Soft-Cooked OctopusFresh octopus gently cooked to tender perfection, served with a light dressing of olive oil, lemon juice, and sea salt.
Sea UrchinSea urchin is a marine creature with tender flesh and a delicious flavor. It is commonly eaten raw, seasoned with lemon juice or soy sauce and mustard, and can also be used to make dishes such as sea urchin fried rice and steamed egg with sea urchin.
OysterOysters, using fresh oysters as the main ingredient, are typically served with lemon juice or a special sauce. The preparation is simple: open the oyster shells, keep the half-shell containing the oyster meat, clean it thoroughly, and enjoy raw, or enhance the flavor with additional seasonings.
White RoeWhite roe is a delicacy in Japanese cuisine, typically made from the gonads of fish such as cod or salmon. It is often served raw as sashimi or lightly cooked, offering a smooth and delicate texture with a natural umami flavor.
Honeydew MelonCantaloupe is a dish made primarily from fresh cantaloupe. The fruit is peeled, seeded, and sliced or cubed, then eaten as-is or lightly sweetened with honey or sugar for enhanced flavor when chilled.
Crab Spring RollsCrispy rolls filled with fresh crab meat and vegetables, deep-fried to golden perfection.
Wine-Marinated Prawn in Peony ShapeFresh prawns marinated in wine and gently cooked to enhance their natural sweetness and aroma, served in a stunning peony-like presentation.
TunaTuna dishes are made primarily from fresh tuna, typically prepared with simple seasoning and cooking methods to preserve the fish's tender texture. Common preparation methods include tuna sashimi, tuna salad, and grilled or pan-seared tuna—each method highlighting the unique deliciousness of tuna.
Yellowfin Tuna BellyYellowfin tuna belly is a premium cut with rich marbling, often served raw in sushi or sashimi for its buttery texture and deep umami flavor.
Tuna BellyTuna belly is the fattiest part of the tuna, with a pale pink color and fine, clear marbling patterns on its surface. It is typically prepared and cooked simply—such as thin slicing, light grilling, or served raw—to preserve its original tenderness and rich juice.
Tuna SushiTuna sushi is made with fresh tuna, seasoned rice, and seaweed. Tuna slices are placed on hand-formed rice or rolled in seaweed to create nigiri or maki. No extra seasonings are added to highlight the natural flavor of the ingredients.

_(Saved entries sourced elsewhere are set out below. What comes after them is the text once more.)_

PR #849, opened 2026-04-21
Fix thread safety and cache invalidation

zsinnema:
# Implemented solution

Use contextvars and invalidate user cache (on delete/update user event from KC)
Also added a README about how this Django app works and how to use it

- [x] The changes included in this PR are out of the current documentation scope

### DIFF
--- a/infrastructure/common-images/cloudharness-django/libraries/cloudharness-django/README.md
+++ b/infrastructure/common-images/cloudharness-django/libraries/cloudharness-django/README.md
@@ -1,0 +1,322 @@
+# cloudharness-django
+
+A Django library that integrates [CloudHarness](https://github.com/MetaCell/cloud-harness) infrastructure into Django applications. It handles Keycloak OIDC authentication, automatically synchronises Keycloak users/groups/organisations into Django's database, and listens to Kafka events to keep that data up to date in real time.
+
+## Table of contents
+
+- [How it works](#how-it-works)
+- [Installation](#installation)
+- [Configuration](#configuration)
+- [Startup](#startup)
+- [Models](#models)
+- [Authentication](#authentication)
+- [Services](#services)
+- [Authorization levels](#authorization-levels)
+- [Event-driven synchronisation](#event-driven-synchronisation)
+- [Management commands](#management-commands)
+- [Admin UI](#admin-ui)
+- [Local development](#local-development)
+
+---
+
+## How it works
+
+```
+HTTP request
+     │
+     ▼
+BearerTokenMiddleware
+     │  extracts JWT from Authorization header or kc-access cookie
+     │  decodes token → gets Keycloak user ID (sub)
+     │  checks Django cache (TTL 60 s)
+     │        hit  ──────────────────────────────────► request.user
+     │        miss ──► _get_user()
+     │                      │
+     │                      ├─ User.objects.get(member__kc_id=…)
+     │                      │       found  ─► sync_kc_user() (updates fields)
+     │                      │       not found ─► sync_kc_user() (creates User + Member)
+     │                      │
+     │                      └─► SAFETY CHECK: User must always have a Member
+     │                               ok  ─► cache user ─► request.user
+     │                               fail ─► keep anonymous
+     ▼
+Django view / Django Ninja
+
+
+Keycloak admin events (via Kafka)
+     │
+     ▼
+KeycloakMessageService.event_handler()
+     │
+     ├─ USER          ─► invalidate_user_cache() + sync_kc_user()
+     ├─ GROUP         ─► sync_kc_group()
+     ├─ CLIENT_ROLE_MAPPING ─► sync_kc_user()
+     ├─ GROUP_MEMBERSHIP    ─► sync_kc_user() (groups re-synced inside)
+     └─ ORGANIZATION_MEMBERSHIP ─► sync_kc_user() (orgs re-synced inside)
+```
+
+Every authenticated request syncs the Keycloak user into the Django `User` table. A `Member` record (holding the Keycloak UUID `kc_id`) is always created alongside it. The middleware caches the resolved `User` object for 60 seconds to avoid a database round-trip on every request. Kafka events invalidate that cache and trigger a full re-sync when Keycloak data changes.
+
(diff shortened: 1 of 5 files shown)


infrastructure/common-images/cloudharness-django/libraries/cloudharness-django/README.md
```diff
@@ -0,0 +1,322 @@
...
+
+```bash
+python manage.py migrate
+```
+
+---
+
+## Configuration
+
+Add the following to your `settings.py` after importing the CloudHarness settings:
```
filippomc, line 94: I'd mention that the preferred way to get started is to use `harness-application`

infrastructure/common-images/cloudharness-django/libraries/cloudharness-django/README.md
```diff
@@ -0,0 +1,322 @@
...
+```
+
+Every authenticated request syncs the Keycloak user into the Django `User` table. A `Member` record (holding the Keycloak UUID `kc_id`) is always created alongside it. The middleware caches the resolved `User` object for 60 seconds to avoid a database round-trip on every request. Kafka events invalidate that cache and trigger a full re-sync when Keycloak data changes.
+
+---
+
+## Installation
+
+```bash
+pip install cloudharness-django
```
filippomc, line 65: This might confuse and make the reader expect that cloudharness-django is on pip

infrastructure/common-images/cloudharness-django/libraries/cloudharness-django/README.md
```diff
@@ -0,0 +1,322 @@
...
+```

Tuna Foie Gras MousseA luxurious mousse made from tuna and foie gras, delicately blended for a rich, smooth texture.
Bluefin Tuna StickBluefin tuna stick is made from fresh bluefin tuna, marinated, sliced into strips, coated with batter and deep-fried. Crispy on the outside, tender and fresh inside, with a mild salty and oceanic flavor.
AbaloneAbalone is a precious seafood. It is usually cleaned first, then stewed or steamed until fully cooked. Its flesh is tender and nutritious, often served as a main dish at high-end banquets.